Goal of the exercise:
Your job is to report every line of the entries that has "seems".

*** Opening of Dataset extract ***

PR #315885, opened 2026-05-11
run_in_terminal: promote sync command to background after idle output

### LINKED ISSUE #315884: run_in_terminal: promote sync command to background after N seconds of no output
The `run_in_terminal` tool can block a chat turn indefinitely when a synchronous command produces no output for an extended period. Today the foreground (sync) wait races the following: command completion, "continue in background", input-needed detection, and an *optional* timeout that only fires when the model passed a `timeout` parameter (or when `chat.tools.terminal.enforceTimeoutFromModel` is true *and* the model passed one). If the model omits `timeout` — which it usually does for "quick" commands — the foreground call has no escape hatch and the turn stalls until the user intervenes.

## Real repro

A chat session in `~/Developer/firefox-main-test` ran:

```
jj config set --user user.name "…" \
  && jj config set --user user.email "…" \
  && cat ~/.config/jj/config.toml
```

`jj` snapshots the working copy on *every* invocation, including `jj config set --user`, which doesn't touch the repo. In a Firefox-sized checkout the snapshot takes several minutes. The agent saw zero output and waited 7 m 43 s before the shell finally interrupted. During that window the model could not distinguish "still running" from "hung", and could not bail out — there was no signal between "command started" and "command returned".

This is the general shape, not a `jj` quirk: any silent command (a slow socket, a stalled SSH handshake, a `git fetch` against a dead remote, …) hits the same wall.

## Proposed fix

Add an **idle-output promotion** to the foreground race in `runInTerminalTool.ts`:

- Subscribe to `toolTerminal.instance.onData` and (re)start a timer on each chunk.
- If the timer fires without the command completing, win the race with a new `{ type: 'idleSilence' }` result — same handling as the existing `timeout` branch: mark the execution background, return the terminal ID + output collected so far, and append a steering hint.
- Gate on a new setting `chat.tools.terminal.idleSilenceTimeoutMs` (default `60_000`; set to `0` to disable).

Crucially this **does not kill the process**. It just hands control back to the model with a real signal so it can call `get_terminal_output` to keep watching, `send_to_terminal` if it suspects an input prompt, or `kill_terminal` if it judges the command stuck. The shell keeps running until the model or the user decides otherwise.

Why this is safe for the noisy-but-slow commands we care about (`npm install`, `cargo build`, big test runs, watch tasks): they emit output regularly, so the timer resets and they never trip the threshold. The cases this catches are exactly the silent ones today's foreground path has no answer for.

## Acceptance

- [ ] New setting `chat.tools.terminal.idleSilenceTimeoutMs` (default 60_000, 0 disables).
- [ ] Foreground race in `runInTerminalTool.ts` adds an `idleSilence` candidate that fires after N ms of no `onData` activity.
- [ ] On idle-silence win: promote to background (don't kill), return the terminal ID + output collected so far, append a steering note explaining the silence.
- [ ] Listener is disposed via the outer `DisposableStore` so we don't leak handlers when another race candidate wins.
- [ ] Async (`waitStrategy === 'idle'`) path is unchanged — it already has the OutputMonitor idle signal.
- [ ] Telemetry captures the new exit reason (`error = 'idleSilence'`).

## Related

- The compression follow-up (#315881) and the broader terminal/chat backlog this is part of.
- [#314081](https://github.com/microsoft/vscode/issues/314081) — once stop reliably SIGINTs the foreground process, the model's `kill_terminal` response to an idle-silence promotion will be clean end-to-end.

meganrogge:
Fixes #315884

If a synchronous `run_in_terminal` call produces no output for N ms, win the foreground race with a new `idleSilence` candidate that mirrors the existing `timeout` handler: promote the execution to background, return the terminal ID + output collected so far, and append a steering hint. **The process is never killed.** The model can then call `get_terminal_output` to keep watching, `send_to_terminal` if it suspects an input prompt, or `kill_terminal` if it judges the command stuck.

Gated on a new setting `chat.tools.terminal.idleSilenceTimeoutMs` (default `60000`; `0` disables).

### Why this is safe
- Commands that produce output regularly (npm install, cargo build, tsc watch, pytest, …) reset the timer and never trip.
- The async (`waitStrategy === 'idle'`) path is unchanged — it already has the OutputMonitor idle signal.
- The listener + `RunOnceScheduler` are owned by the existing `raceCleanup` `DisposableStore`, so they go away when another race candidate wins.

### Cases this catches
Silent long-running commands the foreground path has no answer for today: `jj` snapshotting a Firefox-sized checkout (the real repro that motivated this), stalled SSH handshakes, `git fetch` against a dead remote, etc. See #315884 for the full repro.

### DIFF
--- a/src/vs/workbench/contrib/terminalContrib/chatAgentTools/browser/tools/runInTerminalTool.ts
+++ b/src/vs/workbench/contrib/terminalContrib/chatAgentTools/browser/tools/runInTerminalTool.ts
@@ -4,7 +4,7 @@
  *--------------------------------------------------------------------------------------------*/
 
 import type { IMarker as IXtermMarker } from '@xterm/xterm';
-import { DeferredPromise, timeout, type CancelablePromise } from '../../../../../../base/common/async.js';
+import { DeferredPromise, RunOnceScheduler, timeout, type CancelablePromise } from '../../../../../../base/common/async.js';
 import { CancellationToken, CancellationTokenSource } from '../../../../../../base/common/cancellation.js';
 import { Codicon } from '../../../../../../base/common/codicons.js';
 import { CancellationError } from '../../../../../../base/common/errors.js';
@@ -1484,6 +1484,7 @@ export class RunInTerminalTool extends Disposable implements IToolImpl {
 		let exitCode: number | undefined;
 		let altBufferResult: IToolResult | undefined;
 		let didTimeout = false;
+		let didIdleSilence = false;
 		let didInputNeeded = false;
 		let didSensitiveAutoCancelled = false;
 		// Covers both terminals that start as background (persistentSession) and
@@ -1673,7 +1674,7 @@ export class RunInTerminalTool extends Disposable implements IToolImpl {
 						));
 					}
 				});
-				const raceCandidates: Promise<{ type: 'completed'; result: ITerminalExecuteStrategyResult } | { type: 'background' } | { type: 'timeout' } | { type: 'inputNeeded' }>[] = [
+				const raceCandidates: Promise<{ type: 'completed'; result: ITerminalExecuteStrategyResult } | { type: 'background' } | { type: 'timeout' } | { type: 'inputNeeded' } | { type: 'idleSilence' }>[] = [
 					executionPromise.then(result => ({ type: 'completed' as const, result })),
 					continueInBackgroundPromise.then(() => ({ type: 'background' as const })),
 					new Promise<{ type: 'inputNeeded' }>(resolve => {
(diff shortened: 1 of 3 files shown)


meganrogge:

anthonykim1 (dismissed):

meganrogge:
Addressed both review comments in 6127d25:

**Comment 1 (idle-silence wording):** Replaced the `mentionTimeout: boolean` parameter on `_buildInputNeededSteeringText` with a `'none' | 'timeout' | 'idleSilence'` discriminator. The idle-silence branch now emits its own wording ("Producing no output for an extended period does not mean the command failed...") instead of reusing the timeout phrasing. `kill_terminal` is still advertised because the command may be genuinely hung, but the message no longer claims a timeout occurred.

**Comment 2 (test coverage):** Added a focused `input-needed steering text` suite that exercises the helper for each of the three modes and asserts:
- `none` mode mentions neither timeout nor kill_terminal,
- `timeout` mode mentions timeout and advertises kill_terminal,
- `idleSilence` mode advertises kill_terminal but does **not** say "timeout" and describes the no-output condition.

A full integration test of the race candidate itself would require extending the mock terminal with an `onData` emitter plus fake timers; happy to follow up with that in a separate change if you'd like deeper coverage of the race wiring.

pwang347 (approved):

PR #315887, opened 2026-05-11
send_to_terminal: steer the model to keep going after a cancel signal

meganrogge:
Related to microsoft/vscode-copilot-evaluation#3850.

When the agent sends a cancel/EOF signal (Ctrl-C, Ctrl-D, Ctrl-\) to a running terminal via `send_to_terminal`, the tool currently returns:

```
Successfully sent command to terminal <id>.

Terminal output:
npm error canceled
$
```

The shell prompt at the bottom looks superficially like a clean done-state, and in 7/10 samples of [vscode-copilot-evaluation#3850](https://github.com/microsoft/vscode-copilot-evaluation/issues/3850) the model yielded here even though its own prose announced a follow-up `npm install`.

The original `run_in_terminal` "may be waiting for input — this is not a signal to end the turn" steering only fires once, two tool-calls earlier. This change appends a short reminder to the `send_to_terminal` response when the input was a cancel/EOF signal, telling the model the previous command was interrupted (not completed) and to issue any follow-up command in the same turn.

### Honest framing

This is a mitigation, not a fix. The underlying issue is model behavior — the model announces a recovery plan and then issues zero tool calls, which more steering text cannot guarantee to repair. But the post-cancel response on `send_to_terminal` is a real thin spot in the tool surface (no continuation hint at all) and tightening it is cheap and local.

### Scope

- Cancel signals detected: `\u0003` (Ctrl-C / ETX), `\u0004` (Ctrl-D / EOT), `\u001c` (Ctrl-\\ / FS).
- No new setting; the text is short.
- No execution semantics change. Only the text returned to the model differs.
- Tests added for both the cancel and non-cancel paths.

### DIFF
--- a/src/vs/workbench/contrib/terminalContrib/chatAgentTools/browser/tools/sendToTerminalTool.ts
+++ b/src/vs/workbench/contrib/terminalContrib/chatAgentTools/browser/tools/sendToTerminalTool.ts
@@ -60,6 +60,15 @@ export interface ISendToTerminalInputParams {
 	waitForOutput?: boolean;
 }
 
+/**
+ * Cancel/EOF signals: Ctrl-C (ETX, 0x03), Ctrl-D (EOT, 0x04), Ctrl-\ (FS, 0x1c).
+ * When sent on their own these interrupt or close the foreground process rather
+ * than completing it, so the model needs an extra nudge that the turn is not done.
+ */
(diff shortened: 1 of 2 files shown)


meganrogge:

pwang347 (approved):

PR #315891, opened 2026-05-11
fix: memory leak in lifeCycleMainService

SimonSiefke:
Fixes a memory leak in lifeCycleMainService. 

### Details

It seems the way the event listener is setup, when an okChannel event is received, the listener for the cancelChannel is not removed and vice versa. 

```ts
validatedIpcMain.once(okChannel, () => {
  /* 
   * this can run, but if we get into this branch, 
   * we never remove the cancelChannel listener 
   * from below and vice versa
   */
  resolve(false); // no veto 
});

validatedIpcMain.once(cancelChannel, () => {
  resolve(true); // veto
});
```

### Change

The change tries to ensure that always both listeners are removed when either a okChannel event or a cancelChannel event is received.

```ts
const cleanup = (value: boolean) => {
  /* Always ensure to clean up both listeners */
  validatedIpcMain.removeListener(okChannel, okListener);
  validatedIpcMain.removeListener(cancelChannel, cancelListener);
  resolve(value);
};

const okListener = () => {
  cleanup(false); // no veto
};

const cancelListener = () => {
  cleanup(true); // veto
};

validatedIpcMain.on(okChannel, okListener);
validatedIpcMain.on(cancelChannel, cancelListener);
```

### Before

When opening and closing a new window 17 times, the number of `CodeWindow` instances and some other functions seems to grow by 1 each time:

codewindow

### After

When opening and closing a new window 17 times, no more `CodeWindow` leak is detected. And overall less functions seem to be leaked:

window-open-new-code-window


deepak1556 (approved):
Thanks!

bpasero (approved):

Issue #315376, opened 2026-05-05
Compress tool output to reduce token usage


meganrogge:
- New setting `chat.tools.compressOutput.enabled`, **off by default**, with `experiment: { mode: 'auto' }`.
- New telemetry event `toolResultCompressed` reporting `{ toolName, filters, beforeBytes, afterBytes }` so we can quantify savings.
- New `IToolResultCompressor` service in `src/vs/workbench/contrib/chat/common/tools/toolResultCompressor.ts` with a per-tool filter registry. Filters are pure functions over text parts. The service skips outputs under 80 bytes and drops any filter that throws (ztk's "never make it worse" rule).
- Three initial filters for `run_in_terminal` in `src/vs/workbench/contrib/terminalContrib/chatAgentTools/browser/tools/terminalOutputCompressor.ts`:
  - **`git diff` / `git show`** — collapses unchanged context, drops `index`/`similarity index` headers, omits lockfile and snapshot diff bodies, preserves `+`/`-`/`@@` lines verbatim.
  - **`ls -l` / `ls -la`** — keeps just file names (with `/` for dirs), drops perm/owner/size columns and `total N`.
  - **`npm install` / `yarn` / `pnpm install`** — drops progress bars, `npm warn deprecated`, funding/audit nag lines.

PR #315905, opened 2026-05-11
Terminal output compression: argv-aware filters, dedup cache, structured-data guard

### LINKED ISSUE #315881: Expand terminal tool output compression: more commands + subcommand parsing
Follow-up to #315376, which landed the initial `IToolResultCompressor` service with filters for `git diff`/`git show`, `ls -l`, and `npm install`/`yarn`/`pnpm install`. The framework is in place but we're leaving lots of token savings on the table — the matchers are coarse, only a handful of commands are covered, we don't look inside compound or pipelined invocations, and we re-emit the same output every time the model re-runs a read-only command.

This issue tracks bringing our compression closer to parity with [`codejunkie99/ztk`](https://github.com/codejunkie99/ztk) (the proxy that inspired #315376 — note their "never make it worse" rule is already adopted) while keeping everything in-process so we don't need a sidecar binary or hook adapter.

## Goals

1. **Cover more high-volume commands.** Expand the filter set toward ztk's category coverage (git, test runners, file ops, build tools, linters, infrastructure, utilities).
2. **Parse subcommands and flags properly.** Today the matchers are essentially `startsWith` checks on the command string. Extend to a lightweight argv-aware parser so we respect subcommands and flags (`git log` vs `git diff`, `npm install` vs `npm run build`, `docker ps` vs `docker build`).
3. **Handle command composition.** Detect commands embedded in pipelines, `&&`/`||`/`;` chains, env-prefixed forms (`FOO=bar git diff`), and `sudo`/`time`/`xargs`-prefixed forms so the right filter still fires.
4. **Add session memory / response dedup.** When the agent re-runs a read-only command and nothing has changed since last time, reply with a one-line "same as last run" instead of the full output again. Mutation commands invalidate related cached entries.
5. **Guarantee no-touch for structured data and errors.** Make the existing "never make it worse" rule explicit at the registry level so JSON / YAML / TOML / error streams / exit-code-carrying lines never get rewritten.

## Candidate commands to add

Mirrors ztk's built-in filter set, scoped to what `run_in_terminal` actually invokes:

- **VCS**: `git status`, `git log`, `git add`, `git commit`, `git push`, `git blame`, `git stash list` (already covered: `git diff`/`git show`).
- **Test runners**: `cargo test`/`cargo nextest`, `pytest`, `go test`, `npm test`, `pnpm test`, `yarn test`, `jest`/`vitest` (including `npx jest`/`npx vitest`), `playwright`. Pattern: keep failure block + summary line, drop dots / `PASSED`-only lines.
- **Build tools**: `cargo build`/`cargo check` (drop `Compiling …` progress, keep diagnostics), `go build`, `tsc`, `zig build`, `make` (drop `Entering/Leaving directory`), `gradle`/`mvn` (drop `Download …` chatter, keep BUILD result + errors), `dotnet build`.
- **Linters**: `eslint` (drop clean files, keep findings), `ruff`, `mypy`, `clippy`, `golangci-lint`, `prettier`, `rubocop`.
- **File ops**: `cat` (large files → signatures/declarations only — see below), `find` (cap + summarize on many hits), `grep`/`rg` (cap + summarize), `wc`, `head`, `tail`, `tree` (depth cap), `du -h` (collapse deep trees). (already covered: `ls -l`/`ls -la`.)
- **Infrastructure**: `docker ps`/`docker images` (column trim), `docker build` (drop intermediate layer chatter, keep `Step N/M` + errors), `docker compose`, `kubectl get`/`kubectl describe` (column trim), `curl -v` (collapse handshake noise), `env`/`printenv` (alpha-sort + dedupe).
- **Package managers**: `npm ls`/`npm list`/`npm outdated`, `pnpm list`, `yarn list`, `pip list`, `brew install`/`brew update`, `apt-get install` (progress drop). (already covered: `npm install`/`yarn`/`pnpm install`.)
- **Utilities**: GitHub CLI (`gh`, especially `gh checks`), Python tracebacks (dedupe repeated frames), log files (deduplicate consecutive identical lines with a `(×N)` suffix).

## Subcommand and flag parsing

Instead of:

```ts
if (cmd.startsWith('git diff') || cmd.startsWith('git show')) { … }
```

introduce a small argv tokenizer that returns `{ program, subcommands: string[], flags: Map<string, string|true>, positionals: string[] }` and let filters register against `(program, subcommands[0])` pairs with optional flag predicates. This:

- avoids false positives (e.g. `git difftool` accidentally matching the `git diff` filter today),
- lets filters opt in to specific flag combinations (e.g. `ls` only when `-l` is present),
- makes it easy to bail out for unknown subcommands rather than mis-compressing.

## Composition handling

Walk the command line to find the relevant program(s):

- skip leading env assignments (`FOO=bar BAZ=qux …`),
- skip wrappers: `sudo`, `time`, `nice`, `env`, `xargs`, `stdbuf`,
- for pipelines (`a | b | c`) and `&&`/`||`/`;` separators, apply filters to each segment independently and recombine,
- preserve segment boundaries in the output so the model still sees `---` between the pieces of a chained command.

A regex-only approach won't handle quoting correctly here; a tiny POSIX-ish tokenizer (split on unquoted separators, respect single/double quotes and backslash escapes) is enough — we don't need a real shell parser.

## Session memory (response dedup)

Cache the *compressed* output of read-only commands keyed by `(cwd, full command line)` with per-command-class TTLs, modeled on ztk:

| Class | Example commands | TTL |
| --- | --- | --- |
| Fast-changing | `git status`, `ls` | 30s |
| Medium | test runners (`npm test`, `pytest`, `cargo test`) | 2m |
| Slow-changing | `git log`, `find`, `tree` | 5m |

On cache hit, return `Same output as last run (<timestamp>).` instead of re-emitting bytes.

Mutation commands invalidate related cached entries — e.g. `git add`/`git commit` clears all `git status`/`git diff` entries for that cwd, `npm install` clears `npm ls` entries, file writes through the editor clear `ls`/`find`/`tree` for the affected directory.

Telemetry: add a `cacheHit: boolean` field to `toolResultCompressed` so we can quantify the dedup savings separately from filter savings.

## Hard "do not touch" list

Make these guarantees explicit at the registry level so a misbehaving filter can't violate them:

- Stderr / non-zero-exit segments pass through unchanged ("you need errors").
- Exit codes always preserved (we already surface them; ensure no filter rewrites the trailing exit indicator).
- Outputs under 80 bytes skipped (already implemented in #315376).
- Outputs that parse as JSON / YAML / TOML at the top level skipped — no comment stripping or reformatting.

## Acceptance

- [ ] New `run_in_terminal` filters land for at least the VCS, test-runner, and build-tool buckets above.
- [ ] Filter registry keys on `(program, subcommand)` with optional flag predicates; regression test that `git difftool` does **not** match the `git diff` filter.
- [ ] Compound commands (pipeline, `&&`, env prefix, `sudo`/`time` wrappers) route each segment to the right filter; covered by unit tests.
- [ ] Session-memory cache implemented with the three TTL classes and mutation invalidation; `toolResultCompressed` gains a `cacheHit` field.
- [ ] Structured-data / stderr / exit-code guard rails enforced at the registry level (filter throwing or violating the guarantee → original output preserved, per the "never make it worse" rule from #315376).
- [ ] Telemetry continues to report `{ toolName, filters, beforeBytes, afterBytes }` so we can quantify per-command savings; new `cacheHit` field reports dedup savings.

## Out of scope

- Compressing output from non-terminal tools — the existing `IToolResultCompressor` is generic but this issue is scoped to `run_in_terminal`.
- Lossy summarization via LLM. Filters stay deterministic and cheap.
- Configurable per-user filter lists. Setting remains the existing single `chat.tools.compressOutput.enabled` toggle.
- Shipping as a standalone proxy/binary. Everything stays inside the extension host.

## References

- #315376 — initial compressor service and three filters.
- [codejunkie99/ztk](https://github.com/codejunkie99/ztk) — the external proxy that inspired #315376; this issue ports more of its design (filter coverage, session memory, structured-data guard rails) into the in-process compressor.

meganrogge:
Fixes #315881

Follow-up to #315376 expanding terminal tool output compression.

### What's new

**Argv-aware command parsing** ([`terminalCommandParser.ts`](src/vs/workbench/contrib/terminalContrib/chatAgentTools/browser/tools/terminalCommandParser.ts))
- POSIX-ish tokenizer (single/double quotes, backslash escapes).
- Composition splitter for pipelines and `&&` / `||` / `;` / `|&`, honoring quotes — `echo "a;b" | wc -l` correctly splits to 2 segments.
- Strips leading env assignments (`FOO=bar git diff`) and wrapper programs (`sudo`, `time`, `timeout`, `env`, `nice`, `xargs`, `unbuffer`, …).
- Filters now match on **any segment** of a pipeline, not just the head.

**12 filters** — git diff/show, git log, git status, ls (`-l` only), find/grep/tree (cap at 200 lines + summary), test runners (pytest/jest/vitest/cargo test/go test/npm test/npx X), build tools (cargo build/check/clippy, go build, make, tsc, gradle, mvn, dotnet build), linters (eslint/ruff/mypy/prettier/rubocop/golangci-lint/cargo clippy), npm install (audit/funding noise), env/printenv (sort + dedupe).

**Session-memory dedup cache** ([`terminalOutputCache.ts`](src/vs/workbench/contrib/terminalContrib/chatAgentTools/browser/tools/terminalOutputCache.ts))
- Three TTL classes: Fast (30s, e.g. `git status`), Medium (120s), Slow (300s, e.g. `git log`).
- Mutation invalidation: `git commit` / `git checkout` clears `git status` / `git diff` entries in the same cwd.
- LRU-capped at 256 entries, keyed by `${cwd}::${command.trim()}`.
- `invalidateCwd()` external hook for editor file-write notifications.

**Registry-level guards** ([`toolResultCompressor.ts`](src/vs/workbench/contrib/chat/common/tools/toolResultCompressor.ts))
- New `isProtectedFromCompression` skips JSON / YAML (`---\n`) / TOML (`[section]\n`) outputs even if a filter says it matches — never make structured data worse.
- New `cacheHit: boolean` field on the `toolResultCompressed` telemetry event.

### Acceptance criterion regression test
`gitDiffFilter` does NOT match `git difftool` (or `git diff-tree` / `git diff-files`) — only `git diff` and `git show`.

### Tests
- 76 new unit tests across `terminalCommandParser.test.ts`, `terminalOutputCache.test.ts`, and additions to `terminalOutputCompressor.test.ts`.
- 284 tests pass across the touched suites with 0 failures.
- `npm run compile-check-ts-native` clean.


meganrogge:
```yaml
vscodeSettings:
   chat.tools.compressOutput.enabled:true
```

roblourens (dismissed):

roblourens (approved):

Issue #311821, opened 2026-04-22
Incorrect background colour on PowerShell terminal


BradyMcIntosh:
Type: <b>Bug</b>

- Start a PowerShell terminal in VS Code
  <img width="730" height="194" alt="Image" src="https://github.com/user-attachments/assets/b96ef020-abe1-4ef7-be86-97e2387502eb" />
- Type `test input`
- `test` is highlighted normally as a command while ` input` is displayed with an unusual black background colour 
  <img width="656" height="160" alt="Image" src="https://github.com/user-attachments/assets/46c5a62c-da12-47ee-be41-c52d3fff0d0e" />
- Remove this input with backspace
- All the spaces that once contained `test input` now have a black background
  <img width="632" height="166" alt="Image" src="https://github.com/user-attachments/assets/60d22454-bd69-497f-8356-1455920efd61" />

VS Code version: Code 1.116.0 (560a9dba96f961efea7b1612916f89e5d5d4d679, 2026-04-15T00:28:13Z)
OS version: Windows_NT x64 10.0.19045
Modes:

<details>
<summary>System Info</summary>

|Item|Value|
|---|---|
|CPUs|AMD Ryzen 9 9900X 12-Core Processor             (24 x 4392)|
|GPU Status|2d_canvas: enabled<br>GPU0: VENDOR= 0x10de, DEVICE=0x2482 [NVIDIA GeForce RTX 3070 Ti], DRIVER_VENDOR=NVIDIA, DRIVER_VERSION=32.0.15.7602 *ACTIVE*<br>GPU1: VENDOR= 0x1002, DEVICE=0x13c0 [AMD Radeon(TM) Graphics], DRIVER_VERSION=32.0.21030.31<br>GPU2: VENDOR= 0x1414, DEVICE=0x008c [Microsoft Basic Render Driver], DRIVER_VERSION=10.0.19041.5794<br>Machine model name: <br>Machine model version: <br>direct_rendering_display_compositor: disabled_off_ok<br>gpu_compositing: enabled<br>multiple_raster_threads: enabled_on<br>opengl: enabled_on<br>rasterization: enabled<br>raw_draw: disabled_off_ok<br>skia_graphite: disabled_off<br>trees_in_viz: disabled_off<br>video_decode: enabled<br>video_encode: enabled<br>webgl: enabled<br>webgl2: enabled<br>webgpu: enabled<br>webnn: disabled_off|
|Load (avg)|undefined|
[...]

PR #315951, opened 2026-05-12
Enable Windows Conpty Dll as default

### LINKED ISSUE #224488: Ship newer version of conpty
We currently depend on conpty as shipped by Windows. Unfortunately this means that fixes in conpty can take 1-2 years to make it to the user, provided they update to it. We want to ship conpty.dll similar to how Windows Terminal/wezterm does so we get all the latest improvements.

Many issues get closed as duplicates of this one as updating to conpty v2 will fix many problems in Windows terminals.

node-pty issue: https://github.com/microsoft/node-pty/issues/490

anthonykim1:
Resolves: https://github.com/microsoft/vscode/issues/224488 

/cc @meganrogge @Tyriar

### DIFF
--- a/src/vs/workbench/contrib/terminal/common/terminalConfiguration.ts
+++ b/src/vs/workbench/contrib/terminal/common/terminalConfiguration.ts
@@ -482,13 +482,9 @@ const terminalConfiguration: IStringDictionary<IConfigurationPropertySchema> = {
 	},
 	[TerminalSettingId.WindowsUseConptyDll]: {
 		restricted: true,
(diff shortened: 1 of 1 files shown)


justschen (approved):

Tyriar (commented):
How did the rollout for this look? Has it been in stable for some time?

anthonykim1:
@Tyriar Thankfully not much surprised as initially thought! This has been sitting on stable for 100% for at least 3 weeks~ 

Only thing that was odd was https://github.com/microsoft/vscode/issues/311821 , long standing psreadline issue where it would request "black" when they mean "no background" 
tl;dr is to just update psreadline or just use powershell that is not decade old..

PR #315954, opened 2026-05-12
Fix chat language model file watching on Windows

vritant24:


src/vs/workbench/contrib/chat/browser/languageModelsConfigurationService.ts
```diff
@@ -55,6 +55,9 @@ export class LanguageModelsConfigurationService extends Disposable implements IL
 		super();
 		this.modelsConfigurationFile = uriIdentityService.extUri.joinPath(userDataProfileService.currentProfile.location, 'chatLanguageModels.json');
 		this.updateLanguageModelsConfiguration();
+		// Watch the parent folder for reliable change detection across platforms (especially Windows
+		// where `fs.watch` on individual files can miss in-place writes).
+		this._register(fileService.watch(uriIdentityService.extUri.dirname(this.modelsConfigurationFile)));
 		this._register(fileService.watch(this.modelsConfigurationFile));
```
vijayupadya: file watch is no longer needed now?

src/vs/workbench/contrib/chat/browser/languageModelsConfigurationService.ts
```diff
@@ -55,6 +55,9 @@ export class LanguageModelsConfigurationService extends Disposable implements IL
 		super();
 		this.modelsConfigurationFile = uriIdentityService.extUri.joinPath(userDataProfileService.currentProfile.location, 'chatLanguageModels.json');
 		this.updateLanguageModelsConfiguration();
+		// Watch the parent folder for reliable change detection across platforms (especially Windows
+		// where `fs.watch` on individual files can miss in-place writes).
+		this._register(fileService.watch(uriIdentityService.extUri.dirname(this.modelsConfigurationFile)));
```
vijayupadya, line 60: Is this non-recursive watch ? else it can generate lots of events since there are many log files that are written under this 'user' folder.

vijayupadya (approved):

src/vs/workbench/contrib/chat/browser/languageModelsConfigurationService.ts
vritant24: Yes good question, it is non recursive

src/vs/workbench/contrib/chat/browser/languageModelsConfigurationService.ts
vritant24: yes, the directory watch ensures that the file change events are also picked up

*** Close of Dataset extract ***

Exercise solution:
It seems the way the event listener is setup, when an okChannel event is received, the listener for the cancelChannel is not removed and vice versa. 
When opening and closing a new window 17 times, the number of `CodeWindow` instances and some other functions seems to grow by 1 each time:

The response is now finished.